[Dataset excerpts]
•••••

PR #94, opened 2023-05-16
Reconfiguration configs

### LINKED ISSUE #66: StopSign with OmniPaxosConfig for next instance
Currently, the `StopSign` has a few fields describing the new configuration: `config_id`, `nodes`, and `metadata`. The user is then supposed to take these fields and manually create a new `OmniPaxos` instance (or via `OmniPaxosConfig`). This should be automated such that when the `StopSign` is read or somehow "built", an `Option<OmniPaxosConfig>` is returned which the user can just build and use in the next configuration.

One approach is to introduce a new struct `ReconfigurationConfig` that has a function `fn build_for(pid: NodeID) -> OmniPaxos` so that users can take the given configuration and build a new OmniPaxos instance (with different Entry and Storage) for a specific server. This way we will also initialize OmniPaxos correctly.

kevin-harrison:

## Issues
Fix #66. Reconfigurations now done by taking a decided `StopSign`'s `next_config: ClusterConfig` field and calling `next_config.build_for()`.

## Breaking Changes
 - Changes the structure of `OmniPaxosConfig` (and therefore TOML config)
 - Changes the structure of `StopSign`
 - `ReconfigurationRequest` removed
 - `Omnipaxos::reconfigure()` now takes a `ClusterConfig` as an argument instead of `ReconfigurationReqest`
 
 ## TODO
 - [x] Check if `next_config: ClusterConfig` is valid before proposing a reconfiguration
 - [ ] Update OmniPaxos book


haraldng:
Good start! I would probably call it `ServerConfig` instead of `InstanceConfig` (instance can also mean one omnipaxos instance which is like one cluster). If possible it would be nice to also remove `peers` from `ServerConfig` since we already have `nodes` in `InstanceConfig`

omnipaxos/src/omni_paxos.rs
```diff
@@ -73,18 +69,77 @@ impl OmniPaxosConfig {
     }
 }
 
-impl Default for OmniPaxosConfig {
+/// Configuration for an `OmniPaxos` cluster.
+/// # Fields
+/// * `configuration_id`: The identifier for the cluster configuration that this Sequence Paxos replica is part of.
+/// * `nodes`: The nodes in the cluster i.e. the `pid`s of the other replicas in the configuration.
+/// * `initial_leader`: The initial leader of the cluster. Could be used in combination with reconfiguration to skip the prepare phase when switching to a new configuration.
```
haraldng, line 76: Since we call the other config `ServerConfig`, it is better if our docs here say "server" instead of "replica". And also "OmniPaxos" instead of "Sequence Paxos".

omnipaxos/src/omni_paxos.rs
```diff
@@ -73,18 +69,77 @@ impl OmniPaxosConfig {
...
+#[derive(Clone, Debug, PartialEq)]
+#[cfg_attr(any(feature = "serde", feature = "toml_config"), derive(Deserialize))]
+#[cfg_attr(feature = "toml_config", serde(default))]
+#[cfg_attr(feature = "serde", derive(Serialize))]
+pub struct ClusterConfig {
+    /// The identifier for the cluster configuration that this Sequence Paxos replica is part of.
+    pub configuration_id: u32,
+    /// The nodes in the cluster i.e. the `pid`s of the other replicas in the configuration.
+    pub nodes: Vec<u64>,
```
haraldng, line 85: Use `NodeId` instead of u64

```suggestion
    pub nodes: Vec<NodeId>,
```

omnipaxos/src/omni_paxos.rs
```diff
@@ -73,18 +69,77 @@ impl OmniPaxosConfig {
...
+
+impl Default for ClusterConfig {
+    fn default() -> Self {
+        Self {
+            configuration_id: 1,
+            nodes: Vec::new(),
+            initial_leader: None,
+        }
+    }
+}
```
haraldng, line 113: Do we need default? I would maybe prefer to not provide a default implementation since users are supposed to set this. If we need it to derive serde then let's it's better to derive default, where configuration_id = 0

omnipaxos/src/omni_paxos.rs
```diff
@@ -210,9 +265,11 @@ where
         self.seq_paxos.append(entry)
     }
 
-    /// Propose a reconfiguration. Returns error if already stopped or new configuration is empty.
-    pub fn reconfigure(&mut self, rc: ReconfigurationRequest) -> Result<(), ProposeErr<T>> {
-        self.seq_paxos.reconfigure(rc)
+    /// Propose a reconfiguration. Returns error if already stopped.
+    pub fn reconfigure(&mut self, new_configuration: ClusterConfig) -> Result<(), ProposeErr<T>> {
+        // TODO: doesn't check to make sure the new_config is valid. A user could propose a flawed
+        // ClusterConfig and if it gets decided be stuck with it. Is this acceptable?
```
haraldng, line 271: Perhaps we can extend `ProposeErr` with another variant `InvalidClusterConfig` that returns the ClusterConfig

omnipaxos/src/omni_paxos.rs
```diff
@@ -210,9 +265,11 @@ where
         self.seq_paxos.append(entry)
     }
 
-    /// Propose a reconfiguration. Returns error if already stopped or new configuration is empty.
-    pub fn reconfigure(&mut self, rc: ReconfigurationRequest) -> Result<(), ProposeErr<T>> {
-        self.seq_paxos.reconfigure(rc)
+    /// Propose a reconfiguration. Returns error if already stopped.
```
haraldng, line 268: Describe the parameter `new_configuration`

omnipaxos/src/omni_paxos.rs
```diff
@@ -73,18 +69,77 @@ impl OmniPaxosConfig {
...
+    pub configuration_id: u32,
+    /// The nodes in the cluster i.e. the `pid`s of the other replicas in the configuration.
+    pub nodes: Vec<u64>,
+    /// The initial leader of the cluster. Could be used in combination with reconfiguration to skip the prepare phase when switching to a new configuration.
+    pub initial_leader: Option<Ballot>,
+}
+
+impl ClusterConfig {
+    /// Checks all configurations and returns the local OmniPaxos node if successful.
+    pub fn build_for<T, B>(self, storage: B, server_config: ServerConfig) -> OmniPaxos<T, B>
```
haraldng, line 92:
```suggestion
    pub fn build_for_server<T, B>(self, config: ServerConfig, with_storage: B) -> OmniPaxos<T, B>
```

omnipaxos/src/omni_paxos.rs
```diff
@@ -73,18 +69,77 @@ impl OmniPaxosConfig {
...
+    /// The identifier for the cluster configuration that this Sequence Paxos replica is part of.
+    pub configuration_id: u32,
+    /// The nodes in the cluster i.e. the `pid`s of the other replicas in the configuration.
+    pub nodes: Vec<u64>,
+    /// The initial leader of the cluster. Could be used in combination with reconfiguration to skip the prepare phase when switching to a new configuration.
+    pub initial_leader: Option<Ballot>,
+}
+
+impl ClusterConfig {
+    /// Checks all configurations and returns the local OmniPaxos node if successful.
```
haraldng, line 91: add descriptions of parameters.

omnipaxos/src/sequence_paxos/mod.rs
```diff
@@ -272,40 +274,36 @@ where
...
+            "Propose reconfiguration {:?}", new_config.nodes
         );
         if self.stopped() {
-            Err(ProposeErr::Reconfiguration(new_configuration))
+            Err(ProposeErr::Reconfiguration(new_config))
         } else {
             match self.state {
                 (Role::Leader, Phase::Prepare) => {
                     if self.pending_stopsign.is_none() {
-                        let ss = StopSign::with(self.config_id + 1, new_configuration, metadata);
```
haraldng, line 292: It would be nice to still be able to have some user-provided metadata that gets decided with the reconfiguration. Probably it is better to have it as a second argument for `reconfigure()`.

omnipaxos/tests/utils.rs
```diff
@@ -695,14 +692,9 @@ impl Entry for Value {
...
-    let v = ss
-        .metadata
-        .as_ref()
-        .expect("StopSign Metadata was None")
-        .first()
-        .expect("Empty metadata");
-    Value(*v as u64)
+fn stopsign_config_to_value(ss: &StopSign) -> Value {
+    let v = ss.next_config.configuration_id;
+    Value(v as u64)
```
haraldng, line 697: This looks a bit weird. I guess you wanted to use the ask-reply in kompact to check that the reconfiguration was decided. In that case, it is better to explicitly create the Value out of the configuration id (and comment that in the code) instead of having this function.

haraldng (changes requested):
Looks good. Please re-introduce the metadata (which can be useful for specifying version numbers or migration schemes) and fix other comments.

omnipaxos/src/omni_paxos.rs
kevin-harrison: I'm not a fan of the name `ServerConfig`, to me it implies the whole network layer as well. How about `ReplicaConfig`?

omnipaxos/src/omni_paxos.rs
kevin-harrison: The advantage of default is it allows users to more simply configure only the things they care about. Like how you've shown in the book before:
```rust
let omnipaxos_config = OmniPaxosConfig {
    configuration_id,
    pid: my_pid,
    peers: my_peers,
    ..Default::default()
}
```
Also it gives an idea to users about what a reasonable config is. The problem is that there really is no default `pid`, or `nodes`.

haraldng: Yes, that is precisely my point, there are no good default values for pid, peers, and configuration_id. We should therefore not provide a default implementation for it. When they code and get forced to specify these values (rather than just use default to make the compiler happy), they will look at the docs/examples to see how to set them, which is what we want.

Default for other configs make sense when we have many fields and there are good default values that can be set. This is not the case here in my opinion.

haraldng: But as I said, if we really need it for ser/de then keep it but make the default values fail to build.

omnipaxos/src/errors.rs
```diff
@@ -1,43 +1,66 @@
...
+//     fn source(&self) -> Option<&(dyn error::Error + 'static)> {
+//         match *self {
+//             #[cfg(feature = "toml_config")]
+//             ConfigError::ReadFile(ref err) => Some(err),
+//             #[cfg(feature = "toml_config")]
+//             ConfigError::Parse(ref err) => Some(err),
+//             ConfigError::InvalidConfig(ref str) => Some(self),
+//         }
+//     }
+// }
```
haraldng, line 42: remove if not needed

omnipaxos/src/omni_paxos.rs
```diff
@@ -132,6 +133,14 @@ pub struct ServerConfig {
     pub leader_priority: u64,
 }
 
+impl ServerConfig {
+    fn validate(&self) -> Result<(), ConfigError> {
+        valid_config!(self.pid != 0, "Initial leader pid cannot be 0");
```
haraldng, line 138:
```suggestion
        valid_config!(self.pid != 0, "Server pid cannot be 0");
```

omnipaxos/src/omni_paxos.rs
```diff
@@ -295,15 +311,13 @@ where
...
+/// An error indicating a failed proposal due to the current configuration being already stopped
+/// or due to an invalid proposed configuration.
 #[allow(missing_docs)]
 #[derive(Debug)]
-pub enum ProposeErr<T>
-where
-    T: Entry,
-{
-    Normal(T),
-    Reconfiguration(ClusterConfig),
```
haraldng: I think the naming/documentation was not good before. But a ProposeErr returns what was failed to be proposed, and I want users to be able to get back the `T` that failed to get proposed.

omnipaxos/src/omni_paxos.rs
```diff
@@ -295,15 +311,13 @@ where
...
+pub enum ProposeErr {
+    Stopped,
+    Reconfiguration(ConfigError),
 }
```
haraldng, line 321: I'm thinking that we should get rid of this enum because they are for two different things.

`Stopped` is for when calling `append() `while `Reconfiguration` is for calling `reconfigure()`.

I also suggest to rename `Stopped` to `PendingReconfiguration`, since it might not actually be stopped, but only pending (the StopSign could even later be dropped).

haraldng: Probably this is a result my bad naming also for the `stopped()` function. That should be renamed to `pending_reconfiguration()`

haraldng (changes requested):

haraldng (approved):

omnipaxos/src/omni_paxos.rs
```diff
@@ -24,87 +26,185 @@ use toml;
...
+    pub flexible_quorum: Option<FlexibleQuorum>,
+}
+
+impl ClusterConfig {
+    /// Checks that all the fields of the cluster config are valid
+    fn validate(&self) -> Result<(), ConfigError> {
+        let num_nodes = self.nodes.len();
+        valid_config!(num_nodes > 1, "Need more than 1 node");
+        valid_config!(self.configuration_id != 0, "Configuration ID cannot be 0");
+        if let Some(FlexibleQuorum {
```
kevin-harrison, line 107: I moved the FlexibleQuorum check back here. Before the validity of the flexible quorum was only checked when we constructed SequencePaxos, which meant a user could propose a SS with an invalid flexible quorum. The check cant be done when creating the FlexibleQuorum struct since we need to know the # of nodes.

omnipaxos/src/omni_paxos.rs
```diff
@@ -277,37 +391,17 @@ where
...
-            new_configuration,
-            metadata,
-        }
-    }
-}
-
-/// An error returning the proposal that was failed due to that the current configuration is stopped.
+/// An error indicating a failed proposal due to the current cluster configuration being already stopped
+/// or due to an invalid proposed configuration. Returns the failed proposal.
 #[allow(missing_docs)]
```
haraldng, line 396: Let's describe each variant since they are not very intuitive i.e., describe that those PendingReconfig variants are due to a pending reconfiguration and they return the failed entry.
```suggestion
```

omnipaxos/src/sequence_paxos/mod.rs
```diff
@@ -27,9 +27,11 @@ where
     B: Storage<T>,
 {
     pub(crate) internal_storage: InternalStorage<B, T>,
+    // Will be needed after rebase
+    #[allow(dead_code)]
```
haraldng, line 31: remove?

omnipaxos/src/omni_paxos.rs
```diff
@@ -24,87 +26,185 @@ use toml;
...
+/// * `flexible_quorum` : Defines read and write quorum sizes. Can be used for different latency vs fault tolerance tradeoffs.
+#[derive(Clone, Debug, PartialEq, Default)]
+#[cfg_attr(any(feature = "serde", feature = "toml_config"), derive(Deserialize))]
+#[cfg_attr(feature = "toml_config", serde(default))]
+#[cfg_attr(feature = "serde", derive(Serialize))]
+pub struct ClusterConfig {
+    /// The identifier for the cluster configuration that this OmniPaxos server is part of. Must
+    /// not be 0 and be greater than the previous configuration's id.
+    pub configuration_id: ConfigurationId,
+    /// The nodes in the cluster i.e. the `pid`s of the other servers in the configuration.
```
haraldng, line 95:
```suggestion
    /// The nodes in the cluster i.e. the `pid`s of the servers in the configuration.
```

haraldng (changes requested):
Looks good, please fix requested small changes and update docs/comments.

omnipaxos/src/omni_paxos.rs
```diff
@@ -393,14 +393,18 @@ where
 
 /// An error indicating a failed proposal due to the current cluster configuration being already stopped
 /// or due to an invalid proposed configuration. Returns the failed proposal.
-#[allow(missing_docs)]
 #[derive(Debug)]
 pub enum ProposeErr<T>
 where
     T: Entry,
 {
+    /// Couldn't propose entry because cluster is stopped. Contains failed, proposed entry.
```
haraldng, line 401:
```suggestion
    /// Couldn't propose entry because a reconfiguration is pending. Returns the failed, proposed entry.
```

omnipaxos/src/omni_paxos.rs
```diff
@@ -393,14 +393,18 @@ where
...
     PendingReconfigEntry(T),
+    /// Couldn't propose reconfiguration because cluster is already stopped. Contains failed, proposed
```
haraldng, line 403:
```suggestion
    /// Couldn't propose reconfiguration because a reconfiguration is already pending. Returns the failed, proposed `ClusterConfig` and the metadata.
```

haraldng (approved):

•••••

→ TASK REQUIREMENTS
Search the data for the string "needed" and copy each line where it appears.

→ THE ANSWER
haraldng, line 42: remove if not needed
+    // Will be needed after rebase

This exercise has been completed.